Geringe Umformkräften ermöglichen Bauteilefertigung am Einsatzort

Diese Untersuchung zeigt das Potenzial eines Schichtverbundwerkstoffes sowie fertigungstechnische Aspekte anhand eines Funktionsmusters auf. Die Übertragung auf einen Reflektorspiegel in Originalgröße wäre ein nächster möglicher Schritt. Der Vorteil einer solchen einfachen Fertigungstechnik mit sehr geringen Umformkräften besteht auch darin, Bauteile am Einsatzort fertigen zu können.

Grundlegende Voraussetzung für funktionsfähige Reflektoren aus Blech sind jedoch leistungsfähige und langzeitbeständige Reflexionsschichten sowie ein erstklassiger Schichtverbund.

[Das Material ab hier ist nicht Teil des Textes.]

PR #353, opened 2024-05-27
feat: live updates on blog posts and blog landing page

DiogoSoaress:
## What is changed

Enable live updates on blog & press release posts and on the blog landing page
- Fetch CMS API when rendering a blog post
- Fetch CMS API when rendering the blog landing page

A new `isDraft` boolean was added to the BlogPost content type on the CMS to manage live what content should be visible/hidden in production.


src/components/Blog/BlogHome/index.tsx
```diff
@@ -1,26 +1,60 @@
...
+    client
+      .getEntries<TypePostSkeleton>({
+        content_type: 'post',
+        order: ['-fields.date'],
+      })
+      .then((entry) => {
+        setLocalAllPosts(entry.items)
+      })
+      .catch(console.error)
+  }, [])
```
iamacook, line 55: Nit: I would move these to respective hooks. They are data fetching-relative so it would also be beneficial to have some form of loading/error flags. Using an external library such as SWT or React Query might be the way to go.

src/components/Blog/Post/index.tsx
```diff
@@ -19,11 +19,27 @@ import { type Document as ContentfulDocument } from '@contentful/rich-text-types
...
+  useEffect(() => {
+    client
+      .getEntry(blogPost.sys.id)
+      .then((entry) => {
+        if (isEntryTypePost(entry)) {
+          setPost(entry)
+        }
+      })
+      .catch(console.error)
+  }, [blogPost.sys.id])
```
iamacook, line 42: This could leverage the suggested hook.

DiogoSoaress: moved to `useBlogPost`

src/components/Blog/BlogHome/index.tsx
DiogoSoaress: moved both `useEffect` to hooks

src/components/Blog/BlogHome/index.tsx
```diff
@@ -1,26 +1,36 @@
...
-  featuredPost: BlogPostEntry
-  mostPopular: BlogPostEntry[]
-  allPosts: BlogPostEntry[]
+  blogHome: BlogHomeEntry
+  allPosts: EntryCollection<TypePostSkeleton, undefined, string>
 }
 
-const BlogHome = (props: BlogHomeProps) => {
-  const { featuredPost, mostPopular, allPosts, metaTags } = props
+const isDraft = (post: BlogPostEntry) => post.fields.isDraft
```
iamacook, line 25: Nit: I would move this to the relevant helper file.

src/hooks/useAllPosts.ts
```diff
@@ -0,0 +1,23 @@
+import { type TypePostSkeleton } from '@/contentful/types'
+import client from '@/lib/contentful'
+import { type EntryCollection } from 'contentful'
+import { useEffect, useState } from 'react'
+
+// FIXME: This hook should make use of useSWR instead of useState
```
iamacook, line 6: Nit: after discussion, I understand this comment but I'd suggest we give a brief description of why it is currently using `useState`.

iamacook (approved):

src/hooks/useAllPosts.ts
DiogoSoaress: I explain it [here](https://github.com/safe-global/safe-homepage/pull/353#issuecomment-2137523799)

PR #359, opened 2024-05-30
feat: Pressroom live updates

DiogoSoaress:
Allow to live update the Pressroom content from the CMS


src/hooks/usePressRoom.ts
```diff
@@ -0,0 +1,8 @@
+import useSWR from 'swr'
+import client from '@/lib/contentful'
+import type { TypePressRoomSkeleton } from '@/contentful/types'
+import type { PressRoomEntry } from '@/components/Pressroom'
+
+const pressRoomFetcher = (id: string) => client.getEntry<TypePressRoomSkeleton>(id)
+
+export const usePressRoom = (id: string, fallbackData: PressRoomEntry) => useSWR(id, pressRoomFetcher, { fallbackData })
```
iamacook, line 8: This only differs to [`useBlogHome`](https://github.com/safe-global/safe-homepage/blob/main/src/hooks/useBlogHome.ts) by type. We could use the same code and pass a generic, something like `useFetchEntry<T>`. What do you think?

src/components/Pressroom/PressReleases/index.tsx
```diff
@@ -7,24 +6,31 @@ import ShowMoreButton from '@/components/common/ShowMoreButton'
...
+import { useAllPosts } from '@/hooks/useAllPosts'
+import type { EntryCollection } from 'contentful'
+import type { TypePostSkeleton } from '@/contentful/types'
 
 const categories = ['Safe{Core}', 'Safe{Wallet}', 'Safe{DAO}', 'Ecosystem', 'Institutional', 'Internal']
 
 const PAGE_LENGTH = 4
 
-const PressReleases = ({ allPosts }: { allPosts: BlogPostEntry[] }) => {
+const PressReleases = ({ allPosts }: { allPosts: EntryCollection<TypePostSkeleton, undefined, string> }) => {
```
iamacook, line 19: Nit: can we import this type from somewhere else, e.g. where the SWR hook for all posts is?

src/components/Pressroom/index.tsx
```diff
@@ -24,26 +22,28 @@ import {
...
-import { type Entry } from 'contentful'
+import type { EntryCollection, Entry } from 'contentful'
+import { usePressRoom } from '@/hooks/usePressRoom'
 
 export type PressRoomEntry = Entry<TypePressRoomSkeleton, undefined, string>
 
 export type PressRoomProps = {
   pressRoom: PressRoomEntry
-  allPosts: BlogPostEntry[]
+  allPosts: EntryCollection<TypePostSkeleton, undefined, string>
```
iamacook, line 32: Nite: as above regarding type import.

src/components/Pressroom/PressReleases/index.tsx
DiogoSoaress: Good catch ! It was about time to create that type.

src/hooks/usePressRoom.ts
DiogoSoaress: Done. I've called it `useLandingPageContent`

src/components/Pressroom/PressReleases/index.tsx
```diff
@@ -7,24 +6,30 @@ import ShowMoreButton from '@/components/common/ShowMoreButton'
...
 
+  const { localAllPosts } = useAllPosts(allPosts)
+
   const filteredPosts = useMemo(() => {
-    return !selectedTag ? allPosts : allPosts.filter((post) => containsTag(post.fields.tags, selectedTag))
-  }, [allPosts, selectedTag])
+    const pressPosts = localAllPosts.items.filter(isPressReleasePost)
+
+    return !selectedTag ? pressPosts : pressPosts.filter((post) => containsTag(post.fields.tags, selectedTag))
+  }, [localAllPosts, selectedTag])
```
iamacook, line 29:
```suggestion
  }, [localAllPosts.items, selectedTag])
```

src/hooks/useLandingPageContent.ts
```diff
@@ -0,0 +1,24 @@
+import useSWR from 'swr'
+import client from '@/lib/contentful'
+import type { Entry, EntrySkeletonType } from 'contentful'
+
+const fetcher = <T extends EntrySkeletonType>(id: string) => client.getEntry<T>(id, { include: 3 })
```
iamacook, line 5: Nit: I would also allow customisation of the `includes` value via props. However, you can default it to `3`.

src/hooks/useLandingPageContent.ts
```diff
@@ -0,0 +1,24 @@
...
+ *
+ * @template T - The type of the Contentful entry. It must extend EntrySkeletonType.
+ * @template U - The type of the fallback data. It must be an instance of Entry with T as the first type parameter.
+ *
+ * @param {string} id - The ID of the Contentful entry to fetch.
+ * @param {U} fallbackData - The fallback data to use while the Contentful entry is being fetched.
+ *
+ * @returns {useSWR.Response} - The response from useSWR, which includes the data and error (if any).
+ */
+export const useLandingPageContent = <T extends EntrySkeletonType, U extends Entry<T, undefined, string>>(
```
iamacook, line 18: Nit: this name is a bit generic. Maybe something like `useClientEntry` or something like that?

PR #363, opened 2024-06-06
fix: Header breakpoint does not give room to all buttons

DiogoSoaress:
## What it solves
- Increases the mobile responsive breakpoint in the Header component.
- Semantically split the HTML and CSS for the Header `<nav>` and `<ul>`

## Screenshots
**Before**
Screenshot 2024-06-04 at 11 25 48


src/hooks/useIsSmallScreen.ts
```diff
@@ -0,0 +1,4 @@
+import { useMediaQuery } from '@mui/material'
+
+export const useIsExtraSmallScreen = () => useMediaQuery('(max-width:600px)')
+export const useIsSmallScreen = () => useMediaQuery('(max-width:900px)')
```
iamacook, line 4: Nit: I would keep using the theme as the source of truth for breakpoints (I know that in CSS files we have to use the pixel values though), e.g.

```suggestion
export const useIsSmallScreen = () => useMediaQuery((theme: Theme) => theme.breakpoints.down('sm'))
export const useIsMediumScreen = () => useMediaQuery((theme: Theme) => theme.breakpoints.down('md'))
```

Note: "extra small" is [defined as `0px` by MUI](https://mui.com/material-ui/customization/breakpoints/#default-breakpoints) so I adjusted the names.

We should also generify this file name.

DiogoSoaress: Fixed.

Should I move each hook to a separate file? I am wondering if it still makes sense to start the filename by `use...`

iamacook: > Should I move each hook to a separate file?

I'll leave it up to your discretion. Considering the repetition, you could even extract the "base" logic to a hook (which you name the file) and use it/derive the others from it, e.g.

```ts
// useMaxWidth.ts
import { useMediaQuery } from '@mui/material'
import type { Breakpoint, Theme } from '@mui/material'

export const useMaxWidth = (key: number | Breakpoint) => useMediaQuery((theme: Theme) => theme.breakpoints.down(key))

// If you want to derive the hooks instead of using the above directly
export const useIsSmallScreen = () => useMaxWidth('sm')
export const useIsMediumScreen = () => useMaxWidth('md')
```

iamacook (approved):

TanyaEfremova:
LFG. Looks good!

Diesbezüglich werden Forschungsarbeiten bei den jeweiligen Herstellern und in zahlreichen Forschungseinrichtungen durchgeführt.

Der Einsatz solcher Spiegel zur solaren Strom- und Prozesswärmeerzeugung liegt vor allem in sonnenreichen Regionen, wie beispielsweise Nordafrika, dem Südwesten der USA oder Südspanien, jedoch ist ebenfalls ein Einsatz in Kollektoren zur Warmwassererzeugung denkbar, die ebenfalls in sonnenärmeren Regionen, wie beispielsweise Mitteleuropa, zum Einsatz kommen können.